2.7.1 Group 2:Move the droplet data to facs space by adding to each of their latent representations a technology-delta latent vector. Produce a tSNE representation for the complete dataset using these corrected latent representations. Color cells by technology. Compare to the uncorrected (latent-based) tSNE representation.

2.8 Inference task 3: Out-of-sample prediction using latent arithmetic.

In this final task you will be asked to use your model to infer location characteristics for the distributions of cells held-out during model construction. Note that there are a few way to go about each prediction task.

2.8.1 Group 1: Predict the mean gene expression of female bladder cells of facs data by:

Starting from male bladder facs cells and adding a gender-delta latent vector, also calculated from facs data.
Starting from female bladder cells of droplet data and adding a technology-delta latent vector.

2.8.1 Group 2: Predict the mean gene expression of mammary-gland of facs data by:

Starting from droplet mammary-gland cells and adding a technology-delta latent vector.
Starting from (non-mammary-gland) facs cells and adding mammary-gland delta latent vector calculated using the droplet data.

VERY IMPORTANT for all inference tasks in 2.7 and 2.8: Remember for all calculations of mean latent vectors to use balanced samples in terms of their composition for uninteresting (known) sources of variance. For example when calculating a technology-delta latent vector, the two sets of cells used for the calculation of the average facs and average droplet latent vectors should be balanced in terms of tissue AND mouse gender.

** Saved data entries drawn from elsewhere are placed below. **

PR #36, opened 2015-06-03
Mer: Clean up SDK details widget layout (Fixes JB#29309)

tkoskinen:
Made the layout of `mersdkdetailswidget.ui` narrower by splitting the widest form lines “Alt source folder” and “SSH key” into two lines.

As a result, the Preferences > Mer > SDK view now only scrolls vertically, not both vertically and horizontally as before.

Further cleaned up the widget by giving all child widgets and layouts proper names and setting all form labels and form widgets to use identical size policies and layout alignments.

sdk-widget-layout-screenshot-1-20150603

sdk-widget-layout-screenshot-2-20150603

PR #37, opened 2015-06-30
Make web UI port editable in SDK details widget (Fixes JB#30222)

tkoskinen:
Replaced the static web UI port label with a spin box in `MerSdkDetailsWidget` to make it possible for the user to change the port of the build engine web UI.

qt-creator-mer-change-www-port

The initial value for the spin box is the port configured by the installer (8080). The user can specify any port in the range [1024..65535].

No attempt is made to verify that the port is actually free. The SDK configuration and the NAT port forwarding rule of the “MerSDK” virtual machine are updated as soon as the user pressed the “Change” button.

In `MerOptionsWidget`, the new slot `onWwwPortApplyButtonClicked(int)` takes care of closing the virtual machine for the duration of the port update operation and restarting it, if necessary.

The existing slot `onSrcFolderApplyButtonClicked()` was refactored to use the new private utility methods `showCloseVirtualMachineDialog()` and `showStartVirtualMachineDialog()`, as the functionality of these two slots is very similar.

Note that this pull request also includes a narrower layout for the SDK details widget requiring no horizontal scrolling. This fixes [JB#29309](https://bz.jollamobile.com/show_bug.cgi?id=29309) and obsoletes sailfish-sdk/sailfish-qtcreator pull request #36.

### DIFF
--- a/src/plugins/mer/meroptionswidget.cpp
+++ b/src/plugins/mer/meroptionswidget.cpp
@@ -291,36 +291,15 @@ void MerOptionsWidget::onWwwPortApplyButtonClicked(int port)
 {
     MerSdk *sdk = m_sdks[m_virtualMachine];
 
-    const bool vmIsOff = sdk->connection()->isVirtualMachineOff();
-    const bool vmWillBeClosed = !vmIsOff && showCloseVirtualMachineDialog(tr("Virtual machine must be closed before the web port can be changed."));
-    bool updateOk = false;
-
-    if (vmIsOff || vmWillBeClosed) {
-        // Disable the WWW port "Change" button so that it cannot be clicked
-        // multiple times while the port change is in progress.
-        m_ui->sdkDetailsWidget->setWwwPortApplyButtonEnabled(false);
-
-        if (sdk->connection()->lockDown(true)) {
-            updateOk = MerVirtualBoxManager::updateWwwPort(m_virtualMachine, port);
-            sdk->connection()->lockDown(false);
-        }
-
-        if (updateOk) {
-            m_ui->sdkDetailsWidget->setWwwPort(port);
-            sdk->setWwwPort(port);
-
-            if (vmWillBeClosed && showStartVirtualMachineDialog(tr("Web port successfully changed to %1.").arg(port))) {
-                sdk->connection()->connectTo();
-            }
-        } else {
-            QMessageBox::warning(this,
-                                 tr("Changing web port failed!"),
-                                 tr("Unable to change web port to %1").arg(port));
-        }
-    }
-
-    if (!updateOk) {
+    if (MerVirtualBoxManager::updateWwwPort(m_virtualMachine, port)) {
+        m_ui->sdkDetailsWidget->setWwwPort(port);
+        sdk->setWwwPort(port);
+    } else {
         m_ui->sdkDetailsWidget->resetWwwPort();
+
+        QMessageBox::warning(this,
+                             tr("Changing web port failed!"),
+                             tr("Unable to change web port to %1").arg(port));
     }
 }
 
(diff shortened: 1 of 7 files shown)


src/plugins/mer/meroptionswidget.cpp
```diff
@@ -249,60 +250,107 @@ void MerOptionsWidget::onSrcFolderApplyButtonClicked(const QString &newFolder)
...
-                QMessageBox::Yes | QMessageBox::No,
-                this);
-        questionBox->setInformativeText(
-                tr("Virtual machine must be closed before the source folder can be changed."));
-        if (questionBox->exec() != QMessageBox::Yes) {
-            // reset the path in the chooser
-            m_ui->sdkDetailsWidget->setSrcFolderChooserPath(sdk->sharedSrcPath());
-            return;
+    const bool vmIsOff = sdk->connection()->isVirtualMachineOff();
+    const bool vmWasClosed = !vmIsOff && showCloseVirtualMachineDialog(tr("Virtual machine must be closed before the source folder can be changed."));
```
thp: Shouldn't this do another `isVirtualMachineOff()` check after the dialog? `vmWasClosed` is actually misleading, it's true when the user clicked on the affirmative action on the dialog, no closing needs to be done?

src/plugins/mer/meroptionswidget.cpp
```diff
@@ -249,60 +250,107 @@ void MerOptionsWidget::onSrcFolderApplyButtonClicked(const QString &newFolder)
...
         m_ui->sdkDetailsWidget->setSrcFolderChooserPath(sdk->sharedSrcPath());
-        return;
     }
+}
 
-    bool ok = MerVirtualBoxManager::updateSharedFolder(m_virtualMachine,
-            QLatin1String("src1"), newFolder);
+void MerOptionsWidget::onWwwPortApplyButtonClicked(int port)
+{
+    MerSdk *sdk = m_sdks[m_virtualMachine];
```
thp: Can we be sure that `sdk` is never `NULL`? Should we add a check to be sure?

src/plugins/mer/meroptionswidget.cpp
tkoskinen: The `isVirtualMachineOff()` call is only used to find out if the "Virtual machine must be closed..." dialog should be shown to the user.

Another call is unnecessary, as `sdk->connection()->lockDown(true)` will return `true`if the virtual machine is already off, allowing the update to proceed, in case the VM was shut down manually while the dialog was on screen.

True, `vmWasClosed` is slightly misleading at the point of declaration. It gets this meaning on line 274, where it is used to determine if the corresponding "Start 'MerSDK' virtual machine?" dialog should be shown. I renamed the variable to `vmWillBeClosed` to be more clear that no VM shutdown has taken place yet when the variable is declared.

src/plugins/mer/meroptionswidget.cpp
tkoskinen: The value of `m_sdks[m_virtualMachine]` is assumed to be non-NULL throughout the class. 

This would appear to be a fairly safe assumption, as `m_virtualMachine` is set to one of the values of the "Virtual Machine" combo box, which in turn is populated with the return value of `m_sdks.keys()`.

In case the last SDK is removed, `m_virtualMachine` is cleared and the SDK details widget is hidden. Because `onWwwPortApplyButtonClicked()` is called via a signal fired by the (now hidden) SDK details widget, `m_sdks[m_virtualMachine]` will not be accessed if there are no SDKs.

jlehtoranta:
The Virtualbox NAT port forwarding changes can also be done live without shutting down the VM by using the "controlvm" command instead of "modifyvm". A small change, which adds to the user experience.

tkoskinen:
Excellent point about the `controlvm` subcommand.

Updating the web UI port is now done using `VBoxManage controlvm` instead of `VBoxManage modifyvm`. This simplifies the implementation, as all VM shutdown and restart checks related to updating the port value were also removed.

2.9 Optional bonus task: Fine tuning.

Fine-tuning refers to the strategy of starting from a model trained on a large corpus of data and then adjusting the model weights for a new typically smaller (out-of-distribution) dataset. This strategy allows e.g for model-training when insufficient data do not allow for full ab-initio model training in the smaller dataset. A simple way to achieve this is to use a very small learning rate for weight adjustment in the fine-tuning step.

Starting from your fully trained VAE fine-tune a model specific for the (held-out) mammary-gland facs data. Perform basic evaluation tasks and a latent based tSNE projection (as in sections 2.4 and 2.5.1) to appraise this facs mammary-gland specific model.